A container may be signed once, by a trusted individual who approves its use. It could also be signed with multiple keys to signify it has passed each step in a CI/CD QA & Security process. In setuid mode, SingularityCE can be configured with an execution control list (ECL). The ECL requires the presence of one or more valid signatures, to limit execution to approved containers on systems that have unprivileged user namespace creation disabled.

In SingularityCE 3.4 and above, the root filesystem of a container (stored in the SquashFS partition of SIF) can be encrypted. As a result, everything inside the container becomes inaccessible without the correct key or passphrase. The content of the container then remains private, even if the SIF file is shared in public.

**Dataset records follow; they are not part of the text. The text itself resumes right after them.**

PR #439, opened 2016-11-06
pangram: Add case-insensitive test

behrtam:
see #266

### DIFF
--- a/exercises/pangram/canonical-data.json
+++ b/exercises/pangram/canonical-data.json
@@ -39,6 +39,11 @@
         "description": "pangram with mixed case and punctuation",
         "input": "\"Five quacking Zephyrs jolt my wax bed.\"",
         "expected": true
+      },
+      {
+        "description": "upper and lower case versions of the same character should not be counted separately",
+        "input": "the quick brown fox jumped over the lazy FOX",
+        "expected": false
       }
    ]
 }


exercises/pangram/canonical-data.json
```diff
@@ -49,6 +49,11 @@
          "description": "Panagram in alphabet other than ASCII",
          "input": "Широкая электрификация южных губерний даст мощный толчок подъёму сельского хозяйства.",
          "expected": false
+      },
+      {
+        "description": "test that count is case-insensitive",
```
Insti: This needs a better description of what we're testing for.
case insensitivity is already covered by: "Five quacking Zephyrs jolt my wax bed."

Insti: How about: "upper and lower case versions of the same character should not be counted separately"

kytrinyx:
@behrtam Here also a more descriptive commit message would be really helpful.

behrtam:
> I think there's a better description than that, I just don't know what it is right now.

Any new ideas or someone else?

Insti:
No new ideas, "upper and lower case versions of the same character should not be counted separately" is the best I have for now.

stkent:
+1 to "upper and lower case versions of the same character should not be counted separately"; it's a little verbose, but perfectly clear.

behrtam:
Perfect, thanks both of you. Than I guess we are good to go.

Insti:
Thanks @behrtam :heart:

PR #440, opened 2016-11-06
pangram: Remove non-ascii test cases.

Insti:
In https://github.com/exercism/x-common/issues/428 the decision was made
to remove non-ascii test cases from exercises that are not explicitly
about extended character set handling.

This PR removes the non-ascii test cases from the `canonical_data.json`
for this exercise.


Insti:
Ref: https://github.com/exercism/x-common/issues/441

Encryption and decryption are performed using the Linux kernel’s LUKS2 feature. This is the same technology routinely used for full disk encryption. The encrypted container is mounted directly through the kernel. Unlike other container formats, the encrypted container is run without ever decrypting its contents to disk.

Configuration & Runtime Options

System administrators who manage SingularityCE can use configuration files to set security restrictions, grant or revoke a user’s capabilities, manage resources, authorize containers, etc.

For example, the ecl.toml configuration file allows blacklisting and whitelisting of containers.

Documentation for administrators about configuration files and their parameters is available here.

When running a container as root, SingularityCE can apply hardening rules using cgroups, seccomp, and apparmor. See here for details on these options.